[Directions for this task] When you write the records again, keep every line exactly as it was.

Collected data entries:
Issue #835, opened 2017-02-19
storage-class annotation is missing from kubernetes PVCs after a recent fmp release


rawlingsj:
### Description

Comparing two recent fabric8-devops yaml files that contain a PVC, it seems the annotation `volume.beta.kubernetes.io/storage-class: standard` has stopped being added.  This means dynamic persistent provisioning will not work on Google Container Engine or AWS so any pod with a PVC is stuck pending.

Examples are 

present in http://central.maven.org/maven2/io/fabric8/devops/apps/fabric8-docker-registry/2.2.311/fabric8-docker-registry-2.2.311-kubernetes.yml which used f-m-p version 3.2.14

missing in http://central.maven.org/maven2/io/fabric8/devops/apps/fabric8-docker-registry/2.2.313/fabric8-docker-registry-2.2.313-kubernetes.yml which used f-m-p version 3.2.18

### Info

* f-m-p version : 3.2.18

To recreate run `mvn clean install` on https://github.com/fabric8io/fabric8-devops/tree/master/fabric8-docker-registry and check the generated `PersistentVolumeClaim` yaml.

rhuss:
I will take care of this.

rawlingsj:
Great - thanks @rhuss

PR #837, opened 2017-02-20
Readd missing storage class (#835)

rhuss:
+ added integration test. The integration test is also prepared for checking that the init-container is missing openshift.yml. This needs to be enabled when the proper fix has been merged in.


rhuss:
Bug fix (missing `endMetadata()` style of error), not much to review.

[merge]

[Solution]
Issue #835, opened 2017-02-19
storage-class annotation is missing from kubernetes PVCs after a recent fmp release


rawlingsj:
### Description

Comparing two recent fabric8-devops yaml files that contain a PVC, it seems the annotation `volume.beta.kubernetes.io/storage-class: standard` has stopped being added.  This means dynamic persistent provisioning will not work on Google Container Engine or AWS so any pod with a PVC is stuck pending.

Examples are 

present in http://central.maven.org/maven2/io/fabric8/devops/apps/fabric8-docker-registry/2.2.311/fabric8-docker-registry-2.2.311-kubernetes.yml which used f-m-p version 3.2.14

missing in http://central.maven.org/maven2/io/fabric8/devops/apps/fabric8-docker-registry/2.2.313/fabric8-docker-registry-2.2.313-kubernetes.yml which used f-m-p version 3.2.18

### Info

* f-m-p version : 3.2.18

To recreate run `mvn clean install` on https://github.com/fabric8io/fabric8-devops/tree/master/fabric8-docker-registry and check the generated `PersistentVolumeClaim` yaml.

rhuss:
I will take care of this.

rawlingsj:
Great - thanks @rhuss

PR #837, opened 2017-02-20
Readd missing storage class (#835)

rhuss:
+ added integration test. The integration test is also prepared for checking that the init-container is missing openshift.yml. This needs to be enabled when the proper fix has been merged in.


rhuss:
Bug fix (missing `endMetadata()` style of error), not much to review.

[merge]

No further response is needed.